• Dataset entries
*** Block opens ***

PR #6878, opened 2025-08-22
[extensions] Add extensions update command

### LINKED ISSUE #5993: Command: `gemini extensions update`

chrstnb:
## TLDR

Add an `update` command that will update extensions installed via github repo or from a directory to their latest version.

If the update fails, the current version will remain as-is.

This requires an extension to be installed via the `install` extension or to have the installation metadata in .gemini-extension.install.json.

## Testing Matrix

|          | 🍏  | 🪟  | 🐧  |
| npm run  | ❓  | ❓  | ❓  |
| npx      | ❓  | ❓  | ❓  |
| Docker   | ❓  | ❓  | ❓  |
| Podman   | ❓  | -   | -   |
| Seatbelt | ❓  | -   | -   |

## Linked issues / bugs

Fixes #5993


packages/cli/src/config/extension.ts
```diff
@@ -380,3 +385,45 @@ export function toOutputString(extension: Extension): string {
...
+
+export async function updateExtension(
+  extensionName: string,
+): Promise<ExtensionUpdateInfo | undefined> {
+  const installedExtensions = loadUserExtensions();
+  const extension = installedExtensions.find(
+    (installed) => installed.config.name === extensionName,
+  );
+  if (!extension) {
+    throw new Error(`Error: Extension "${extensionName}" not found.`);
```
evanotero: nit: I think you should omit the `Error: ` part

See https://github.com/search?q=repo%3Agoogle-gemini%2Fgemini-cli+%22new+Error%28%22&type=code

evanotero: A UX improvement here would be to list out all of the extensions a user has installed that they could update. It's possible the user tries to update the extension using the `source` they used during installation. This would be a great time to introduce them to the `gemini extensions list` command and help them understand what extensions are already installed.

packages/cli/src/config/extension.ts
```diff
@@ -380,3 +385,45 @@ export function toOutputString(extension: Extension): string {
...
+  }
+  if (!extension.installMetadata) {
+    throw new Error(
+      `Extension cannot be updated. To update manually, uninstall and then reinstall the updated version.`,
```
evanotero: Let's be specific for the error, like: "Extension cannot be updated due to missing `.gemini-extension.install.json` file."

packages/cli/src/config/extension.ts
```diff
@@ -380,3 +385,45 @@ export function toOutputString(extension: Extension): string {
...
+      throw new Error('Updated extension not found after installation.');
+    }
+    const updatedVersion = updatedExtension.config.version;
+    return {
+      originalVersion,
+      updatedVersion,
+    };
+  } catch (e) {
+    console.error(
+      `Warning: error updating extension, rolling back. Error: ${e}`,
```
evanotero: Nit: Let's not use the word "warning" since this was a process termination.

`Failed to update extension. Rolling back to previous version. Error: ${e}`

packages/cli/src/commands/extensions/update.ts
```diff
@@ -0,0 +1,45 @@
...
+
+export async function handleUpdate(args: UpdateArgs) {
+  try {
+    const updatedExtensionInfo = await updateExtension(args.name);
+    if (!updatedExtensionInfo) {
+      console.log(`Extension "${args.name}" failed to update.`);
+      return;
+    }
+    console.log(
+      `Extension "${args.name}" successfully updated from version ${updatedExtensionInfo.originalVersion} to version ${updatedExtensionInfo.updatedVersion}.`,
```
evanotero: You should shorten this if you wanted to:

`Extension "${args.name}" successfully updated: ${updatedExtensionInfo.originalVersion} → ${updatedExtensionInfo.updatedVersion}.

evanotero (approved):

packages/cli/src/commands/extensions/update.ts
```diff
@@ -0,0 +1,45 @@
...
+    );
+  } catch (error) {
+    console.error((error as Error).message);
+    process.exit(1);
+  }
+}
+
+export const updateCommand: CommandModule = {
+  command: 'update <name>',
```
evanotero, line 32: What do you think about adding a flag "--all,-a" to update all extensions? If not in this PR, we should create a tracking feature request

packages/cli/src/config/extension.ts
chrstnb: that's a good idea! for now I'm going to suggest that the user run that command. Will make some more thorough UX improvements in follow-ups. Need to clean up some of the existing code around listing and loading extensions, so once I've done that I'll be able to handle that logic in the command itself (a check for extension existence by name, then a list if non-existent)

packages/cli/src/commands/extensions/update.ts
chrstnb: added an issue!

cornmander (approved):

*** Block closes ***

• To do
Your answer should be one number: the count of lines in the records above that contain "process".

• Worked solution
2